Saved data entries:
============================================================
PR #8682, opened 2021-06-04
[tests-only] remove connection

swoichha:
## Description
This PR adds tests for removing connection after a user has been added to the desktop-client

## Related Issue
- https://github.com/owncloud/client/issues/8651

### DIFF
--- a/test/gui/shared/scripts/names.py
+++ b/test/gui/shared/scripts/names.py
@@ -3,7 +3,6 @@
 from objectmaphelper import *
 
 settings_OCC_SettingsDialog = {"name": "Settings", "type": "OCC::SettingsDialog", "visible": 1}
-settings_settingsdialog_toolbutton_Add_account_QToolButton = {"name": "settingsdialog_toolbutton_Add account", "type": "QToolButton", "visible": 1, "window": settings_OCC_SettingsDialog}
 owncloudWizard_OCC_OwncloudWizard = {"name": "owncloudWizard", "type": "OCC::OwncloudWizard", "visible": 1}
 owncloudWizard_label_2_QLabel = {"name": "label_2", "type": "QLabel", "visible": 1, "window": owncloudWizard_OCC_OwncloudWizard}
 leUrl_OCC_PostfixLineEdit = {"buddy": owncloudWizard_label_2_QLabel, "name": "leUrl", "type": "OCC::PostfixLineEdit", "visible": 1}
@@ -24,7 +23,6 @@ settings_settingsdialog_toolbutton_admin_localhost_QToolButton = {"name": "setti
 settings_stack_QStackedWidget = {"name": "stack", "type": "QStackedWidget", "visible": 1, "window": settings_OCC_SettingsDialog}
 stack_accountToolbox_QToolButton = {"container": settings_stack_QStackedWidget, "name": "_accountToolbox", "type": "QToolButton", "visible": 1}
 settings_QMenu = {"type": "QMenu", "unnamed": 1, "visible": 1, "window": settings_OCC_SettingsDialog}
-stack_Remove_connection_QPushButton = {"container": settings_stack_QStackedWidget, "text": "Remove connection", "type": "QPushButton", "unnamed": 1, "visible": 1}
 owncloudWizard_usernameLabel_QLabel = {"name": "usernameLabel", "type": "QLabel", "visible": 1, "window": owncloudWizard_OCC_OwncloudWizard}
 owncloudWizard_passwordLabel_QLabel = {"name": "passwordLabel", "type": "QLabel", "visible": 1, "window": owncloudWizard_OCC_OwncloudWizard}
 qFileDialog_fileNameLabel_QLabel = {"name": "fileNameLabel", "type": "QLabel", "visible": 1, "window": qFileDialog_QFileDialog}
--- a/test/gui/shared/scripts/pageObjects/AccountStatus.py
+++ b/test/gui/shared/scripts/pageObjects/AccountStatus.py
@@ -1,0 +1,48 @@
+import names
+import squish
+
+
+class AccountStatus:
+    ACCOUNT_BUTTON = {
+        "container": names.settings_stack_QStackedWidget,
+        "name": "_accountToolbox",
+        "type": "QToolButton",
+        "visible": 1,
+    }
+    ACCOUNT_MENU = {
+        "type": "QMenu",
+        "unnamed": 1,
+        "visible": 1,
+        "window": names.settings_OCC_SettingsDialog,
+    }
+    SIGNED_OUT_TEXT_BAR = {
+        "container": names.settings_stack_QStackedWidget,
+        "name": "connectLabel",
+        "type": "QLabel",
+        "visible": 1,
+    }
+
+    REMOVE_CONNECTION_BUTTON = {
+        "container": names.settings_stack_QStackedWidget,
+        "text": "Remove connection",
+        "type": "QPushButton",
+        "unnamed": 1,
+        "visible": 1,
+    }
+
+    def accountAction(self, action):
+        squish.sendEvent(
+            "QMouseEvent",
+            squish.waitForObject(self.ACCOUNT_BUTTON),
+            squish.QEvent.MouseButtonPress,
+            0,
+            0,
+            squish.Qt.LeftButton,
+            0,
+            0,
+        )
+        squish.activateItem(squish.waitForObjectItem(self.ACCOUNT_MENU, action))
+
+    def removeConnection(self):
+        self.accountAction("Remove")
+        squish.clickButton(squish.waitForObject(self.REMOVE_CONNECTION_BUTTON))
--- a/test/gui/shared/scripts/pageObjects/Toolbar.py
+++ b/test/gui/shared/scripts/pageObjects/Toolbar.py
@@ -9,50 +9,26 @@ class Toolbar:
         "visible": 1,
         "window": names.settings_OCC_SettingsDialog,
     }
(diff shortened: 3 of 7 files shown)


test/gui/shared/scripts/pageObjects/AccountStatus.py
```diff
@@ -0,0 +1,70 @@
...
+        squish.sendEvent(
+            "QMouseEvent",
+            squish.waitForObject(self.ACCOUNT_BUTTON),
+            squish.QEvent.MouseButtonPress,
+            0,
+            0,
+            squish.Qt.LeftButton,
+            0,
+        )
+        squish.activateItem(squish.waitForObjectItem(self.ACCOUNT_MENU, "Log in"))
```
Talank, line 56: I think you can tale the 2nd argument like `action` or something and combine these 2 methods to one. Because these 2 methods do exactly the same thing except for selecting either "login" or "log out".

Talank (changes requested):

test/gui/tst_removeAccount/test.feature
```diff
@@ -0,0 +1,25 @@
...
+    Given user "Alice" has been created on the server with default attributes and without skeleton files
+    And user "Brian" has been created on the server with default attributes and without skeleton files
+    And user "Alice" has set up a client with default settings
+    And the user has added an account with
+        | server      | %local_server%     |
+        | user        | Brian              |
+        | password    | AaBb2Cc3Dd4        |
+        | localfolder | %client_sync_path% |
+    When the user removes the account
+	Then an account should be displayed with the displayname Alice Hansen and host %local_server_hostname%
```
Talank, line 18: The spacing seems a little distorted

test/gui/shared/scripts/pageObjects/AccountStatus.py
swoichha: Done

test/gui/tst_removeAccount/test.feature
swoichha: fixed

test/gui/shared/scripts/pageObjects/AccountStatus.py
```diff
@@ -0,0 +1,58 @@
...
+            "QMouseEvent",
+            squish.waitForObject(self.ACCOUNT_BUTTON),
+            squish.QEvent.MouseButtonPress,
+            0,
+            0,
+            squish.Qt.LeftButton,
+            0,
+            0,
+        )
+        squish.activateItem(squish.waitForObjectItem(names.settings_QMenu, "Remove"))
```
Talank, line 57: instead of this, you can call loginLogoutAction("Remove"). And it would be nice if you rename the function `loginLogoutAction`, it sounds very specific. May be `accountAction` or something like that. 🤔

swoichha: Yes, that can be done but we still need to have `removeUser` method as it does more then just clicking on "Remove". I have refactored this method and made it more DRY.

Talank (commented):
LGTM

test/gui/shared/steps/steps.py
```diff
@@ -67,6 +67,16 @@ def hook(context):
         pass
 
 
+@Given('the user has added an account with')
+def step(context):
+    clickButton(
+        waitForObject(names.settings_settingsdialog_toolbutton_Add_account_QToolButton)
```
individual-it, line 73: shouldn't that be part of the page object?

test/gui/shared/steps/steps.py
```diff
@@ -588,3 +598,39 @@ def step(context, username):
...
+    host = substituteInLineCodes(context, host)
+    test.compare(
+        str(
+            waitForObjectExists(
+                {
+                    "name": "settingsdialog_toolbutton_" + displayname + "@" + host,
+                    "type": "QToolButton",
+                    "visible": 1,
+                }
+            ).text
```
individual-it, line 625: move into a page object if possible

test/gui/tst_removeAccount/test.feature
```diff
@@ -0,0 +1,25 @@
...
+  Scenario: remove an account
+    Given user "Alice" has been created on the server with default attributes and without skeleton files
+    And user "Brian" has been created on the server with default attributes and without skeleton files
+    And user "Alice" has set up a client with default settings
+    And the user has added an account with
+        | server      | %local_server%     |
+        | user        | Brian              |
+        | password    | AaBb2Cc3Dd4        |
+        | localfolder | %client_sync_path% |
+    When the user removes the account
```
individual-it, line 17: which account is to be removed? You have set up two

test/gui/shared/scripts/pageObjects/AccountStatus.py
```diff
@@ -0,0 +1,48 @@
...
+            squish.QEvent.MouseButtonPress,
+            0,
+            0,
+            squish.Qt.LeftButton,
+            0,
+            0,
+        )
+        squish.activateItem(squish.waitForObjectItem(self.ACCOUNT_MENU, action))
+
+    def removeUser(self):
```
============================================================
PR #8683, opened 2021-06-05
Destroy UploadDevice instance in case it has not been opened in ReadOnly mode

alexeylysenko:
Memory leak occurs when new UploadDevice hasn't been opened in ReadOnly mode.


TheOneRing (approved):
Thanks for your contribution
============================================================
> **Your objective**
Locate the lines above that contain "displayname" and copy them.

> **Solution to this task**
+	Then an account should be displayed with the displayname Alice Hansen and host %local_server_hostname%
+                    "name": "settingsdialog_toolbutton_" + displayname + "@" + host,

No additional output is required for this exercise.